§ **What is required**
The answer must be every line of the records below that contains the word "find", copied out.
#### The data
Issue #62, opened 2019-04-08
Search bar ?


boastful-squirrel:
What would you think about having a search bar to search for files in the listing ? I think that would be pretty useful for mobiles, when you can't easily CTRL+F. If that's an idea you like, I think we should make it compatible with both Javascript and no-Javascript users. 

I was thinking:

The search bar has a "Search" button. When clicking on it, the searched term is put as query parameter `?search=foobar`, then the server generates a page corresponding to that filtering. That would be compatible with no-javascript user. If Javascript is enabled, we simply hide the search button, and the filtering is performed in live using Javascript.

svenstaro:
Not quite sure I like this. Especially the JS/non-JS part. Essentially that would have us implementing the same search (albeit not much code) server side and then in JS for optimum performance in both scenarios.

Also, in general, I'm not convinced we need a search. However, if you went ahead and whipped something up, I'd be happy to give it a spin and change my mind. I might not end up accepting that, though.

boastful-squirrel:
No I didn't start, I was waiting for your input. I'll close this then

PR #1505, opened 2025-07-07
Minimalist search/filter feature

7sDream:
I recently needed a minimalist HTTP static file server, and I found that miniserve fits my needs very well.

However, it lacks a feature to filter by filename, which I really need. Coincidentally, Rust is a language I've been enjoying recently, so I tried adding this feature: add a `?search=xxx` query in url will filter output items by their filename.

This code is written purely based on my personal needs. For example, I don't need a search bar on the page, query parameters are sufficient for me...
########
#### The data
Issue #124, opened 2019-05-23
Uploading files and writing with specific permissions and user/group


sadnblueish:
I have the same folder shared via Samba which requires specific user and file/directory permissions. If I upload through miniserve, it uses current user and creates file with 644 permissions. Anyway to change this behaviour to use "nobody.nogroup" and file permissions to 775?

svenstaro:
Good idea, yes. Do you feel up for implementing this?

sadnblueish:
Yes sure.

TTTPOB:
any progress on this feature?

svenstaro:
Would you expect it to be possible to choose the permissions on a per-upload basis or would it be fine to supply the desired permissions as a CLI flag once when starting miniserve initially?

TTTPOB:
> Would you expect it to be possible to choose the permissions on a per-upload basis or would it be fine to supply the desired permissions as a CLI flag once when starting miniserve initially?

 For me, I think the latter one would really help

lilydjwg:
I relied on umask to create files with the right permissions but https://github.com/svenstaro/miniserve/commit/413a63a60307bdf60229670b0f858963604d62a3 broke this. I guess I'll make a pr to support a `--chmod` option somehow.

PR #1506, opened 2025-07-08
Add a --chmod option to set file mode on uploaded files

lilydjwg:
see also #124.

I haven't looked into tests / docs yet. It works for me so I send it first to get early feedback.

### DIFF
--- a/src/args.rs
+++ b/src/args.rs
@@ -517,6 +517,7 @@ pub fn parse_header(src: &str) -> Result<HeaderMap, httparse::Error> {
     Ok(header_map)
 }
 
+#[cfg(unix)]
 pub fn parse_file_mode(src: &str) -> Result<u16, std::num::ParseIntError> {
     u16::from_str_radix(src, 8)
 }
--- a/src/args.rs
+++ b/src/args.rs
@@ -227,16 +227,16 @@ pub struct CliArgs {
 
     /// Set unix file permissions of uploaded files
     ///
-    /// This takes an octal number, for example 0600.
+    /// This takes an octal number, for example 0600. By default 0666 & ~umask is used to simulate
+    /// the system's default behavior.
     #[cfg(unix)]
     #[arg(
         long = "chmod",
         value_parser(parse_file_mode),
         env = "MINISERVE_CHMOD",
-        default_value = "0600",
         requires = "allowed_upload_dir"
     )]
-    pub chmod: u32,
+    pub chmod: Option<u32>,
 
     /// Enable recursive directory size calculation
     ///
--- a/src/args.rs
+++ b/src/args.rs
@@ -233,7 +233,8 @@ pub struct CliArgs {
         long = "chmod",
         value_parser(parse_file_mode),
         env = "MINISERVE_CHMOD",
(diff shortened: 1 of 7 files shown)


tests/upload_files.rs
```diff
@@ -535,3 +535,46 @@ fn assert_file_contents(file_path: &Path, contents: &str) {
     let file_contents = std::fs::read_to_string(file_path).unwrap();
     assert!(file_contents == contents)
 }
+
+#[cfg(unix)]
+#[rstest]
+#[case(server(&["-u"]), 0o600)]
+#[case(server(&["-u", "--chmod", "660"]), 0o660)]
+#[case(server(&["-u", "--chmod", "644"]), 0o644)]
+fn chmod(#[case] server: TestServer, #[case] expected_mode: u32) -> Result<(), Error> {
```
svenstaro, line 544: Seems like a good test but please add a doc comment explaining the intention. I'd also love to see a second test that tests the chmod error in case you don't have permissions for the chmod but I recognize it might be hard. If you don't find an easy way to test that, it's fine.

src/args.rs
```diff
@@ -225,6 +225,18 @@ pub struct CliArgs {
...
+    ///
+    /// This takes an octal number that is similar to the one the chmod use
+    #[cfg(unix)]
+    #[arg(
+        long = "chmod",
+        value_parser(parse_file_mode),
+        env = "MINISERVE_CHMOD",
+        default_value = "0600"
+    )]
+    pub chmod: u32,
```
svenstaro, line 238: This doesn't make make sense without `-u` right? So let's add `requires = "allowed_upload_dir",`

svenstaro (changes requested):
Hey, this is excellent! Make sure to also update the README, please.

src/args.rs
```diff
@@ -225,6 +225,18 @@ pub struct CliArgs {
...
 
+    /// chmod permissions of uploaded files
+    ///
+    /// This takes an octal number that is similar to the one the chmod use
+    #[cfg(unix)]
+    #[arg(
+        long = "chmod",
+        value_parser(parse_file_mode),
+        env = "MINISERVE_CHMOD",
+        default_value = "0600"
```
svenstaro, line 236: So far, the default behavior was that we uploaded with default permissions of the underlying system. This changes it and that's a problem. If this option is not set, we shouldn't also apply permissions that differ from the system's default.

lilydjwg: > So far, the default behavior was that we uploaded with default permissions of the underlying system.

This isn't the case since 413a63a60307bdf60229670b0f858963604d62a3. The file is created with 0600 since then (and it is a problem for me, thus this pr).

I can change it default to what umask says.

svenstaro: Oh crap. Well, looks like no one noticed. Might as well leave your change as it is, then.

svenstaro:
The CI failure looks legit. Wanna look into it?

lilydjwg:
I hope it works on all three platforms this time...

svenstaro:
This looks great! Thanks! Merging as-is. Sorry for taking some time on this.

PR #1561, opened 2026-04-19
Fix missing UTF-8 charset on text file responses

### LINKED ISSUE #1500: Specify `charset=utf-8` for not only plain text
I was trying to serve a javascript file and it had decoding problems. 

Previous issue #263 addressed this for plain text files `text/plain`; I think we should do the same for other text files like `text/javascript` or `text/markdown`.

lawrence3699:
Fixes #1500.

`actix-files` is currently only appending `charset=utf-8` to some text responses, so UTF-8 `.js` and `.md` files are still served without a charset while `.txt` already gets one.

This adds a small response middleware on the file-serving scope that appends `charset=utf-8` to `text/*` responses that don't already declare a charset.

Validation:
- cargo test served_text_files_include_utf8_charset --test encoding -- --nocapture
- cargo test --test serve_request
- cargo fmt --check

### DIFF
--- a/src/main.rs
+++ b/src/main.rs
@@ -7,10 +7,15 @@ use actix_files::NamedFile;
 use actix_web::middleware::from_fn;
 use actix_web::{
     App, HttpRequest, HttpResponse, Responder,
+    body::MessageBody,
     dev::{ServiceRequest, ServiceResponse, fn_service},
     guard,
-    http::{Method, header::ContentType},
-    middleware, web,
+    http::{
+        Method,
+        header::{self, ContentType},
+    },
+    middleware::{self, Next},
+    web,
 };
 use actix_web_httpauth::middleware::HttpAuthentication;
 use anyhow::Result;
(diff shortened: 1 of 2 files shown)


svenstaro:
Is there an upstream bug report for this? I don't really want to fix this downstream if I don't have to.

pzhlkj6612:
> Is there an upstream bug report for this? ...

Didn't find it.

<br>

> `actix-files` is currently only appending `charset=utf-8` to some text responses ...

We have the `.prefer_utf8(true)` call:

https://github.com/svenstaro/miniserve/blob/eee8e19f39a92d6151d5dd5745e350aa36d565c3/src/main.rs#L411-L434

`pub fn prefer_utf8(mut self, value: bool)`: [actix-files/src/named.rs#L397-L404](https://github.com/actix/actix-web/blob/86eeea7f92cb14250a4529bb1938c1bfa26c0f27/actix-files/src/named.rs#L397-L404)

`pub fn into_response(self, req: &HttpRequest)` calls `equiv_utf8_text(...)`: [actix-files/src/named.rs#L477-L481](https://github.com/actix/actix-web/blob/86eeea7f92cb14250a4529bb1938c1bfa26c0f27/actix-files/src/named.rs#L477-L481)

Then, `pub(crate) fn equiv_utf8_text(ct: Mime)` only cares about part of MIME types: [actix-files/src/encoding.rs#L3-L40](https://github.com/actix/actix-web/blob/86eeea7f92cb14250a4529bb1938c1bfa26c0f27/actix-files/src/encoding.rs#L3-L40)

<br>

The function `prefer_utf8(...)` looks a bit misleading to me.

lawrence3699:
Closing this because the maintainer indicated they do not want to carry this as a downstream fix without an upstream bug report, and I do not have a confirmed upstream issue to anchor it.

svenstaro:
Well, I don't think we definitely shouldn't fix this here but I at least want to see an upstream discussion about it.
########
§ **Problem solution**
svenstaro, line 544: Seems like a good test but please add a doc comment explaining the intention. I'd also love to see a second test that tests the chmod error in case you don't have permissions for the chmod but I recognize it might be hard. If you don't find an easy way to test that, it's fine.
Didn't find it.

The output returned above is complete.